城を出る時部屋に書置きを残しておいた。約束とだけ書いた小さなメモだが、トーマスならばそれが何を意味しているのか分かってくれると思った。
殆ど賭けのようなものだったが、何処にいるのか書置きを残し、それがエラに見つかれば握りつぶされるような気がしたのだ。
エラは妹が実家にいると思っている。流石に真夜中に到着してしまっては皆眠っているだろうからと実家に帰ったが、エラの事だからすぐに刺客を送ってくると予想したリリーは、幼馴染の家に匿ってもらっていた。
義母はお家で良い子で待っているよう手紙に書いていたが、何処でとは指定していなかった。恐らく家で待っているのが正解なのだろうが、義母が指定しなかったという事は、エラの動きを警戒しているのだろう。
秘密を知っているからと義母と義姉の命を奪おうとするような女だ。共に生まれて来た実の妹であろうとも、命の保証はないと義母も分かっている。リリー自身も、家にいるのは危険だと考えた。
「リリー、お客様だ」
かまどの前で座り込んでいたリリーにハリーが言う。振り返れば、綺麗なドレスを着た女性がダニエルと共に入ってくるのが見えた。
「お義母様!」
「ああ、良かった…無事ね!」
少し煤で汚れている事も気にせず、ドレスの女性はしっかりとリリーを抱きしめた。良かったと何度も繰り返す女性は、紛れもなく血の繋がらない母だった。
「お怪我はされませんでしたか?お義姉様たちは?」
「あの子たちは大丈夫。国の屋敷で元気にしているわ。私も怪我なんてしていないから安心なさい」
無事の再会を喜びながら、リリーは力の限り義母の体を抱きしめた。ふわりと香る香水の匂い。キラキラと輝く宝石。初めて会った時の、美しい夫人が戻って来てくれた。
「一人でよく頑張ったわね、偉いわリリー」
良い子ねと頭を撫でる義母の手は、以前と変わらない。エラは初めて義母と会った時にきっと苛められると言っていたが、義母は一度もそんな事はしなかった。

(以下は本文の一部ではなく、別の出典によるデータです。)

PR #1034, opened 2025-07-08
Clang tidy: verify configuration file

mgovers:


mgovers:
ok, so `clang-tidy --verify-config` does not work for us, because:
1. only starting `clang-tidy-19` does it actually complain on bad key/value pairs in the configuration, but we only use `clang-tidy-18` in CI
2. it also complains on missing checks, but we may explicitly disable or enable certain checks for more recent clang-tidy versions that do not exist yet on older versions.

Therefore, this PR does not provide a good prevention for the issue found in #1033

PR #1035, opened 2025-07-09
Current sensor: NRSE local angle docs.

figueroa1395:
This PR adds documentation for NRSE with local angle current sensors, after it was implemented in #1028. In addition, it adds an example of global and local angle current sensors for ILSE, which was missing. It also relates to #547.

- [ ] Fix/add documentation.
- [ ] Add example of global and local angle current sensor for ILSE (this was missing).

### DIFF
--- a/docs/user_manual/components.md
+++ b/docs/user_manual/components.md
@@ -100,22 +100,22 @@ In this case, the attribute `from_status` and `to_status` is always 1.
 | --------- | ----------------- | -------------------------- | -------------------------------------------------------- |
 | `p_from`  | `RealValueOutput` | watt (W)                   | active power flowing into the branch at from-side        |
 | `q_from`  | `RealValueOutput` | volt-ampere-reactive (var) | reactive power flowing into the branch at from-side      |
-| `i_from`  | `RealValueOutput` | ampere (A)                 | current at from-side                                     |
+| `i_from`  | `RealValueOutput` | ampere (A)                 | magnitude of current at from-side                        |
 | `s_from`  | `RealValueOutput` | volt-ampere (VA)           | apparent power flowing at from-side                      |
 | `p_to`    | `RealValueOutput` | watt (W)                   | active power flowing into the branch at to-side          |
 | `q_to`    | `RealValueOutput` | volt-ampere-reactive (var) | reactive power flowing into the branch at to-side        |
-| `i_to`    | `RealValueOutput` | ampere (A)                 | current at to-side                                       |
+| `i_to`    | `RealValueOutput` | ampere (A)                 | magnitude of current at to-side                          |
 | `s_to`    | `RealValueOutput` | volt-ampere (VA)           | apparent power flowing at to-side                        |
 | `loading` | `double`          | -                          | relative loading of the line, `1.0` meaning 100% loaded. |
 
 #### Short circuit output
 
-| name           | data type         | unit       | description                |
-| -------------- | ----------------- | ---------- | -------------------------- |
-| `i_from`       | `RealValueOutput` | ampere (A) | current at from-side       |
-| `i_from_angle` | `RealValueOutput` | rad        | current angle at from-side |
-| `i_to`         | `RealValueOutput` | ampere (A) | current at to-side         |
-| `i_to_angle`   | `RealValueOutput` | rad        | current angle at to-side   |
+| name           | data type         | unit       | description                       |
+| -------------- | ----------------- | ---------- | --------------------------------- |
+| `i_from`       | `RealValueOutput` | ampere (A) | magnitude of current at from-side |
+| `i_from_angle` | `RealValueOutput` | rad        | current angle at from-side        |
+| `i_to`         | `RealValueOutput` | ampere (A) | magnitude of current at to-side   |
+| `i_to_angle`   | `RealValueOutput` | rad        | current angle at to-side          |
 
 ### Line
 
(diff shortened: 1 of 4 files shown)


figueroa1395:
I have made it a draft pull request initially, for a couple of reasons:

- I replaced some arbitrary power sensors with current sensors (both with global and local angles), but the current and angle measured values were entirely made up. It might be desirable (or not) to actually "convert" the values to keep more similar results.
- In the example, both ILSE and NRSE are run, but since current sensors for NRSE is still experimental, I had to replace back the current sensors for power sensors for the NRSE run in order to be able to run it altogether. Is this okay for the time being? Or do we prefer a different way to do this?
- I haven't added (yet) current sensors for the updates regarding the batch calculation and its validation. This just because I am not sure if we want to add more to that part, and because of the two above mentioned points, things might change quite a bit anyway.


Once I have some input from the team, I will proceed with the potential changes and then move away from draft.

docs/user_manual/calculations.md
```diff
@@ -548,9 +548,9 @@ appliances.
 It is not possible to mix [power sensors](./components.md#generic-current-sensor) with
 [current sensors](#./components.mdgeneric-current-sensor) on the same terminal of the same component.
 It is also not possible to mix
-[current sensors with global angle measurement type](#./components.mdgeneric-current-sensor) with
-[current sensors with local angle measurement type](#./components.mdgeneric-current-sensor) on the same terminal of the
-same component.
+[current sensors with global angle measurement type](./components.md#global-angle-current-sensors) with
+[current sensors with local angle measurement type](./components.md#local-angle-current-sensors) on the same terminal 
+of the same component.
```
mgovers, line 553: 😮

docs/user_manual/components.md
```diff
@@ -926,7 +926,8 @@ $$
 ### Generic Current Sensor
 
 ```{warning}
-At the time of writing, state estimation with current sensors is not supported by the Newton-Raphson calculation method.
+At the time of writing, state estimation with current sensors with `global_angle` `angle_measurement_type` is not
+supported by the Newton-Raphson calculation method.
```
mgovers, line 930: here and elsewhere: as long as local current sensor NRSE is experimental, that should also be reflected in the docs

docs/examples/State Estimation Example.ipynb
```diff
@@ -69,12 +70,12 @@
...
     "i.e. the unit of voltage is volt (V), not kV.\n",
     "\n",
-    "Please refer [Components](../user_manual/components.md) for detailed explanation of all component types and their input/output attributes. "
+    "Please refer to [Components](../user_manual/components.md) for a detailed explanation of all component types and their input/output attributes. "
    ]
   },
   {
    "cell_type": "code",
-   "execution_count": 2,
+   "execution_count": 4,
```
mgovers: please reset execution counts

docs/examples/State Estimation Example.ipynb
```diff
@@ -533,12 +819,20 @@
...
-    "**Following command does state estimation with Newton Raphson method. Note the difference of result for node compared to the results from iterative linear method.**"
+    "**Following, state estimation is performed with the Newton Raphson method. Note the difference in the results for the nodes compared to the results from the iterative linear method.**"
+   ]
+  },
+  {
+   "cell_type": "markdown",
+   "id": "3b75b0d1",
+   "metadata": {},
+   "source": [
+    "***Note: At the time of writing, current sensors are not yet supported for state estimation with the Newton Raphson calculation method, so they are replaced in the input data with their corresponding power sensor equivalents.***"
```
mgovers: i am thinking that maybe we shouldn't release the new example notebook like this. it's not really nice.

an alternative could be to create a completely separate grid from the original input grid in a new section to show "look, current sensors work as well" but keep the existing documentation that shows the different calculation methods as-is.

Alternatively, we can wait with updating the example notebook until global current angle NRSE is finished

docs/examples/State Estimation Example.ipynb
```diff
@@ -1000,7 +1553,7 @@
   },
   {
    "cell_type": "code",
-   "execution_count": 11,
+   "execution_count": null,
```
mgovers: autorunning after a failing cell is by default disabled. Instead, you have to manually complete the run

docs/examples/State Estimation Example.ipynb
```diff
@@ -119,24 +120,43 @@
...
     "    MeasuredTerminalType.node,\n",
     "]\n",
-    "sym_power_sensor[\"power_sigma\"] = [1.0e3, 1.0e3, 1.0e3, 1.0e3, 1.0e3, 1.0e3, 1.0e3, 1.0e3]\n",
-    "sym_power_sensor[\"p_measured\"] = [1.73e07, -1.66e07, -3.36e06, 3.39e06, 1.38e07, -1.33e07, 20e6, -10e6]\n",
-    "sym_power_sensor[\"q_measured\"] = [4.07e06, -3.82e06, -1.17e06, 8.86e05, 2.91e06, -2.88e06, 5e6, -2e6]\n",
+    "sym_power_sensor[\"power_sigma\"] = [1.0e3, 1.0e3, 1.0e3, 1.0e3, 1.0e3]\n",
+    "sym_power_sensor[\"p_measured\"] = [-1.66e07, -3.36e06, -1.33e07, 20e6, -10e6]\n",
+    "sym_power_sensor[\"q_measured\"] = [-3.82e06, -1.17e06, -2.88e06, 5e6, -2e6]\n",
+    "# sym_power_sensor[\"p_measured\"] = [1.73e07, -1.66e07, -3.36e06, 3.39e06, 1.38e07, -1.33e07, 20e6, -10e6]\n",
+    "# sym_power_sensor[\"q_measured\"] = [4.07e06, -3.82e06, -1.17e06, 8.86e05, 2.91e06, -2.88e06, 5e6, -2e6]\n",
```
mgovers:
```suggestion
```

docs/examples/State Estimation Example.ipynb
```diff
@@ -119,24 +120,43 @@
...
+    "]\n",
+    "sym_current_sensor[\"angle_measurement_type\"] = [\n",
+    "    AngleMeasurementType.local_angle,\n",
+    "    AngleMeasurementType.global_angle,\n",
+    "    AngleMeasurementType.local_angle,\n",
+    "]\n",
+    "sym_current_sensor[\"i_sigma\"] = [1.0e4, 1.0e4, 1.0e4]\n",
+    "sym_current_sensor[\"i_angle_sigma\"] = [0.1, 0.1, 0.1]\n",
+    "sym_current_sensor[\"i_measured\"] = [1.0e7, -1.0e7, 1.0e7]\n",
+    "sym_current_sensor[\"i_angle_measured\"] = [0.0, 0.0, 0.0]\n",
```
mgovers: that is some EXTREMELY high current :joy: these values (and the sigmas) should be obtained via `conj((p_measured + 1.0i * q_measured) / (voltage_magnitude * np.exp(1.0i * voltage_angle))`

docs/user_manual/components.md
figueroa1395: I'll add it, good catch!

docs/examples/State Estimation Example.ipynb
figueroa1395: Yup. I'll reset everything once I get the final version of the notebook right. Won't resolve until then.

docs/examples/State Estimation Example.ipynb
figueroa1395: This is one of the reasons I wanted some input first 😆, it does indeed look bad.  But since theoretically global is out of scope, but then it is "easy" to implement, let's wait for Peter's discussion with Nitish and possibly their input. A potential solution, after the discussion, can be just to remove the flag already and only show the example with local current sensors.

docs/examples/State Estimation Example.ipynb
figueroa1395: Good catch. Thanks!

docs/examples/State Estimation Example.ipynb
figueroa1395: I know, I just wanted to get a dummy notebook out fast to get feedback on the structure first. If that is set, I'll actually do the conversion to these. But it probably should be done indeed. I just put whatever initially to have a "template".

docs/examples/State Estimation Example.ipynb
figueroa1395: One alternative can be just to demo without explicitly calling global current sensors. The flow is exactly the same and that would keep the notebook clean. That way we can just go with it now in spite of how long would potentially global current sensors take to go out in prod. Thoughts @nitbharambe @petersalemink95?

Edit: And also remove the experimental feature flag on local current sensors.

docs/examples/State Estimation Example.ipynb
figueroa1395: I did the conversion already. It should look better now. The sigmas (that make sense) I just left as dummies as they aren't as important. I based the conversions of on https://github.com/PowerGridModel/power-grid-model/tree/main/tests/data/state_estimation/current-sensor/power-from-global-current-sensor and https://github.com/PowerGridModel/power-grid-model/tree/main/tests/data/state_estimation/current-sensor/power-from-local-current-sensor. Resolving.

docs/examples/State Estimation Example.ipynb
figueroa1395: I will fix it together with the execution count in the end 😃. Keeping this comment unresolved so I don't forget.

docs/examples/State Estimation Example.ipynb
figueroa1395: After offline discussion: Remove experimental feature flag from local current sensors, only show local current sensors in the notebook and add notes/disclaimers for global current sensors for NRSE. I will resolve the comment after that's done.

docs/examples/State Estimation Example.ipynb
figueroa1395: This should be fixed now.

docs/examples/State Estimation Example.ipynb
figueroa1395: Fixed.

docs/examples/State Estimation Example.ipynb
figueroa1395: Done in [460a9fc](https://github.com/PowerGridModel/power-grid-model/pull/1035/commits/460a9fc992672d5f0f6edee3bc530881b305e74f)

docs/user_manual/components.md
```diff
@@ -1019,6 +1021,11 @@ $$
 \underline{I} = \text{i_measured} \cdot e^{j \text{i_angle_measured}} \text{ .}
 $$
 
+```{warning}
+At the time of writing, state estimation with global angle current sensors is not supported by the Newton-Raphson 
+calculation method.
```
mgovers: not strictly necessary but for consistency (and ease of removal when we're finished with global angle as well)

```suggestion
At the time of writing, state estimation with current sensors with `global_angle` `angle_measurement_type` is not
supported by the Newton-Raphson calculation method.
```

docs/examples/State Estimation Example.ipynb
```diff
@@ -533,7 +817,15 @@
    "id": "00be7ae5",
    "metadata": {},
    "source": [
-    "**Following command does state estimation with Newton Raphson method. Note the difference of result for node compared to the results from iterative linear method.**"
+    "**Following, state estimation is performed with the Newton Raphson method. Note the difference in the results for the nodes compared to the results from the iterative linear method.**"
```
mgovers:
```suggestion
    "**In the following, state estimation is performed with the Newton-Raphson method. Note the difference in the results for the nodes compared to the results from the iterative linear method.**"
```

docs/examples/State Estimation Example.ipynb
```diff
@@ -46,6 +46,7 @@
     "import pandas as pd\n",
     "\n",
     "from power_grid_model import (\n",
+    "    AngleMeasurementType,\n",
```
mgovers, line 49: i can't comment on the specific line but in https://github.com/PowerGridModel/power-grid-model/pull/1035/files#diff-f7bceb110f42f15b499f521049d66f1b29c6905270620f16dae7d647010b2fa2L640 , there is one more typo:

`mesurements` > `measurements`

```md
It is also possible to specify the standard deviations of active and reactive power mesurements seperately. This is especially powerful when using the Newton Raphson method for state estimation. Refer to the [Documentation](https://power-grid-model--1035.org.readthedocs.build/en/1035/user_manual/calculations.html) for a detailed explanation. Below is an example of state estimation with seperate standard deviations for p and q measurements.
```

docs/examples/State Estimation Example.ipynb
```diff
@@ -731,32 +1185,26 @@
...
     "sym_power_sensor2[\"p_sigma\"] = [\n",
     "    1.0e3,\n",
-    "    1.0e3,\n",
-    "    1.0e4,\n",
-    "    1.0e3,\n",
     "    1.0e4,\n",
     "    1.0e3,\n",
     "    1.0e4,\n",
     "    1.0e3,\n",
     "]  # define different standard deviations for p and q measurements\n",
```
mgovers: please reformat for readability if possible

```suggestion
    "sym_power_sensor2[\"p_sigma\"] = [1.0e3, 1.0e4, 1.0e3, 1.0e4, 1.0e3]  # define different standard deviations for p and q measurements\n",
```

or

```suggestion
    "# define different standard deviations for p and q measurements\n",
    "sym_power_sensor2[\"p_sigma\"] = [1.0e3, 1.0e4, 1.0e3, 1.0e4, 1.0e3]\n",
```

mgovers (approved):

愛する夫の娘なのだから、私の娘。実の母の墓に手を合わせ、任せてくださいと言ったのだ。
「もう大丈夫、一緒に私の国へ行きましょう。夫も連れておいでと言っているの。アンナもイザベラも、貴方が来るのを楽しみに…」
「夫?お義母様、再婚したの?」
三度目の結婚を知らないリリーは、きょとんとした顔を義母に向けた。歳を重ねても美しいのだから、妻にと望む男性がいても不自然ではないのだろうが、国に帰ってから一年も経たずに結婚している事に驚いてしまった。
「運が良かったの。前の奥様を病気で亡くされた伯爵でね。もう後継者もいるし、子供は望まないからって」
「そう…幸せ?」
「ええ、幸せよ」
にっこりと微笑んだ義母は、借金に苦しんでいた時とは異なり綺麗に化粧をしている。
何処から見ても良家の妻にしか見えないその姿。結婚相手は伯爵だと言った。それならば、義姉たちも豊かな生活を送れている事だろう。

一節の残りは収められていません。